A keen cinemagoer, he could often be found in Edinburgh's much-loved arthouse cinema. It was through his love of film that he became friendly with the director, critic and author Mark Cousins, and after his death a memorial was held for him in the Cameo bar.

Fooks shows me a drawing he did of Cousins, just one of a celebrity portfolio which includes paintings of Billy Bragg and Peter Capaldi, as well as exquisite drawings of fellow actors Olivia Colman, David Morrissey and Kenneth Cranham.

“I don't think you have to be close to someone or know them to do an interesting, felt, honest portrait of them, and that's part of the mystery of the process,” he says when I ask about the appeal of the celebrity portrait. “What is it to know someone anyway?”

Next up for Fooks is a session with actor David Hayman (“He's got a great head”) and a couple of weeks before we meet he drew the much-loved children's author Raymond Briggs. Again, he has no plan to show these works.

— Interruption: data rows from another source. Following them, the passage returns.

PR #1641, opened 2026-07-12
Fix 0.10.0 alpha installers

### LINKED ISSUE #1640: Windows Release build(s) failing
The GitHub Actions Windows 2025 images [do not include NSIS](https://github.com/actions/runner-images/issues/11754). We will need to install it ourselves as part of the installer workflow, I guess.

stephengtuggy:

Please answer the following:

Code Changes:
- [x] This is a CI/build system change only, and will require cutting an installer to test

Issues:
- Fixes #1640 for 0.10.x (hopefully)

Purpose:
- What is this pull request trying to do? Fix the Windows 2025 build failure due to NSIS not being installed on the GitHub runner image. Make other changes as necessary to fix the installer builds.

“I'm just trying to find my way into an image and into my sense of what that picture is,” he explains. “Whether that has anything to do with the real Billy Bragg or the real Olivia Colman, I don't know them from Adam and Eve. I'm just trying to find an image through their features which resonates with me and connects with my own experience. That's why all art is self-portrait. It's all about me, it's not about them. I'm using their wrinkles to riff on.”

But he does make a distinction between the celebrity portraits and the drawings of his father.

“I did them [the portraits] the best that I could, but the ones of my dad, that felt different," he says. “My dad always used to say – it was his line – that artists are born with two eyes: one for looking out the way and one for looking in the way, and the trick is to use both at the same time. And I think with these drawings, I was looking in the way as much as I was out. So they're the most personal drawings I've ever done and the most important drawings I've ever done.”

I wonder if that feeling that these works are different and important is connected with an ongoing grieving process. After all, it's still less than a year since his father died.

“I just knew I had to do them,” he replies. “I don't know if that was part of the grieving process or whatever. But it was a way of coming to terms with it. Witnessing the death of someone you love and are close to is a very odd and intense and overwhelming experience.”

What he does know is how he felt when he returned home to his family in Surrey in the days after his father's death.

“One of the first things I said to my wife was 'I've got art in me. I have seen something and been through something and I have something I need to get out.' It was fully formed and I just knew I had to get it out. He'd given me one last gift. I knew what to do.”

And so he did it. And now the art is out and on paper and it needs to be seen. Not because Daniel Fooks craves acclaim or even attention, but because of another idea that will be familiar to anybody, anywhere: the idea that art can defeat death.

“I need it to last,” Fooks says simply, looking down again at the sketches of his dead father strewn across the floor. “But I'm going to miss that old bastard for the rest of my life – and doing a couple of drawings isn't going to sort that”.